Your objective: Will you return, word for word, only the lines from the top of the data below down to and including the one with "### Problem"?

Top of Supplied material

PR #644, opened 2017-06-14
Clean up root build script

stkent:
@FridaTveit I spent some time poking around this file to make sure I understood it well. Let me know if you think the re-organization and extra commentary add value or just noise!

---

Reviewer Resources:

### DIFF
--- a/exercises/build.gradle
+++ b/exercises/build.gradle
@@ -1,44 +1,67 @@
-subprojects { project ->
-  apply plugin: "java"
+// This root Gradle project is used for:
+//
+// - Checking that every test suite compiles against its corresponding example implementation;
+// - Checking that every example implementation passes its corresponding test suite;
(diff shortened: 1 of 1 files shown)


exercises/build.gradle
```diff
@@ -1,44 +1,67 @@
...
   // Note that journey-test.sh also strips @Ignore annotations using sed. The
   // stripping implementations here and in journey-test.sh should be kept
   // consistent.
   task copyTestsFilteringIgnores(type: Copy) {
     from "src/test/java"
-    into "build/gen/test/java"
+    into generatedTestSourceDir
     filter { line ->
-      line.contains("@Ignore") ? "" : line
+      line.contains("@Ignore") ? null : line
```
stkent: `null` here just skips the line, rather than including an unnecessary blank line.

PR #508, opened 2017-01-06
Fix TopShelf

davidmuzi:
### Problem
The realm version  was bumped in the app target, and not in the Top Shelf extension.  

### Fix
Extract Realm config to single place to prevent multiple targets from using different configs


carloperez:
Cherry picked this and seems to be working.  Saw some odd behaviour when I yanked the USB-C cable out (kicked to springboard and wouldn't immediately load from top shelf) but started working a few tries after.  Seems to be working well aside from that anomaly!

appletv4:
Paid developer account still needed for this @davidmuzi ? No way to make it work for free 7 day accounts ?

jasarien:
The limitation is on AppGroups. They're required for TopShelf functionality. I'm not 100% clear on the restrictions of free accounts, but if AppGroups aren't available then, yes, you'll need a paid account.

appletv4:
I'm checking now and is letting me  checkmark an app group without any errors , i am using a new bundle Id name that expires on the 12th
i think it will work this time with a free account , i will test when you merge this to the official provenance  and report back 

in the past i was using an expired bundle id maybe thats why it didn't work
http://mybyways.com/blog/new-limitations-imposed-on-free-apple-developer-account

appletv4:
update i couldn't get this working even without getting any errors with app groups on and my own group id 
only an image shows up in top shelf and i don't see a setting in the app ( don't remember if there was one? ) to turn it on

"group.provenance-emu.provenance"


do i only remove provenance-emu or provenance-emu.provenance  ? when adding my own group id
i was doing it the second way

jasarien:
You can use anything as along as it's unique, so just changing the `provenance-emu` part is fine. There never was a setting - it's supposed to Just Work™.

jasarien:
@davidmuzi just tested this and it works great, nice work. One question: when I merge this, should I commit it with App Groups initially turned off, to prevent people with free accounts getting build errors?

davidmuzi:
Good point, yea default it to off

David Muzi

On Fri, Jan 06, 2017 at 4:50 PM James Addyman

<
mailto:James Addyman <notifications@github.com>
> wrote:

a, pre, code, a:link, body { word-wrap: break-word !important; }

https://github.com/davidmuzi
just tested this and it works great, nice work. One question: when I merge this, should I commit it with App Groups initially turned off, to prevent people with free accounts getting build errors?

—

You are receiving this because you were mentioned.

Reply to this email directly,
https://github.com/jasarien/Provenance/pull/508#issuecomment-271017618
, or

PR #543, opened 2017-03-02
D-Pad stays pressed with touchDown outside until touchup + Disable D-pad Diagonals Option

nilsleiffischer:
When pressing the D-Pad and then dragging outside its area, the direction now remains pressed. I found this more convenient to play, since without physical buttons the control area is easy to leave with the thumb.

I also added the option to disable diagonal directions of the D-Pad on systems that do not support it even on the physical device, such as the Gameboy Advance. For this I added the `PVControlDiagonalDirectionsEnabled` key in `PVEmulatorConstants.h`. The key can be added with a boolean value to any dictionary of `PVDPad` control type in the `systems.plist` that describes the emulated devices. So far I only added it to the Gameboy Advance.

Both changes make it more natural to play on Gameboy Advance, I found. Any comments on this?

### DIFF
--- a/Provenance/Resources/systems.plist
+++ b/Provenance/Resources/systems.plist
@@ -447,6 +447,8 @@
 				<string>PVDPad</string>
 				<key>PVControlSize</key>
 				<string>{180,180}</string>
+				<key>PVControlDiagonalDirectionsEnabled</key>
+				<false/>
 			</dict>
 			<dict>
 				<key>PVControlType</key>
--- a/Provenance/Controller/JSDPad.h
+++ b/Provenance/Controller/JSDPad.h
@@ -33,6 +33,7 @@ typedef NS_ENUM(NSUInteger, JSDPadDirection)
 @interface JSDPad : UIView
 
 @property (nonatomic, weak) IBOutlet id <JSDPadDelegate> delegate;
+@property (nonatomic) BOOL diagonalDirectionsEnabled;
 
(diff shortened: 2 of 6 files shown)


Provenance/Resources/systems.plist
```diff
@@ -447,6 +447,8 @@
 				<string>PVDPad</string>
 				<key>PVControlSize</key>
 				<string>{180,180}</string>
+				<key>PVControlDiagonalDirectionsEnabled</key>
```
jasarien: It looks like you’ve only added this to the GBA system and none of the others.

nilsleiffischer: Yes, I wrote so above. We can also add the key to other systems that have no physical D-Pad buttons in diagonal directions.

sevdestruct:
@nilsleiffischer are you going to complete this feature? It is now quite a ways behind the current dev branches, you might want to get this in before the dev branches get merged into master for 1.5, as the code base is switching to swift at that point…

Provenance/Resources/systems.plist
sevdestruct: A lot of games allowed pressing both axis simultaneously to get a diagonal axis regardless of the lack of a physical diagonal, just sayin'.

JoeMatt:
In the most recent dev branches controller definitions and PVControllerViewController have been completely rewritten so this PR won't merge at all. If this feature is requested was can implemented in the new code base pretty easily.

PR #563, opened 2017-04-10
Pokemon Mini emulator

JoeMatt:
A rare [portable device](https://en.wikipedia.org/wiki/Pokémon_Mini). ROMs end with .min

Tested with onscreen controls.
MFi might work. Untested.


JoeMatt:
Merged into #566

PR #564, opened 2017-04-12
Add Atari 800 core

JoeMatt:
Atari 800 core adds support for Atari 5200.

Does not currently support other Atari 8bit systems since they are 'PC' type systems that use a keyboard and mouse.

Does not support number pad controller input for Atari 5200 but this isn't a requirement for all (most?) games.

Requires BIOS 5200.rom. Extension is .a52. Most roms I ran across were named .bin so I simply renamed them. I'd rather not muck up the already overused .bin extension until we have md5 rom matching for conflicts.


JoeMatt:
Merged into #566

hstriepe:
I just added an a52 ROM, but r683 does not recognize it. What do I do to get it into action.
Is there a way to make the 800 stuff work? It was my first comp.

Bottom of Supplied material

Task output:
PR #644, opened 2017-06-14
Clean up root build script

stkent:
@FridaTveit I spent some time poking around this file to make sure I understood it well. Let me know if you think the re-organization and extra commentary add value or just noise!

---

Reviewer Resources:

### DIFF
--- a/exercises/build.gradle
+++ b/exercises/build.gradle
@@ -1,44 +1,67 @@
-subprojects { project ->
-  apply plugin: "java"
+// This root Gradle project is used for:
+//
+// - Checking that every test suite compiles against its corresponding example implementation;
+// - Checking that every example implementation passes its corresponding test suite;
(diff shortened: 1 of 1 files shown)


exercises/build.gradle
```diff
@@ -1,44 +1,67 @@
...
   // Note that journey-test.sh also strips @Ignore annotations using sed. The
   // stripping implementations here and in journey-test.sh should be kept
   // consistent.
   task copyTestsFilteringIgnores(type: Copy) {
     from "src/test/java"
-    into "build/gen/test/java"
+    into generatedTestSourceDir
     filter { line ->
-      line.contains("@Ignore") ? "" : line
+      line.contains("@Ignore") ? null : line
```
stkent: `null` here just skips the line, rather than including an unnecessary blank line.

PR #508, opened 2017-01-06
Fix TopShelf

davidmuzi:
### Problem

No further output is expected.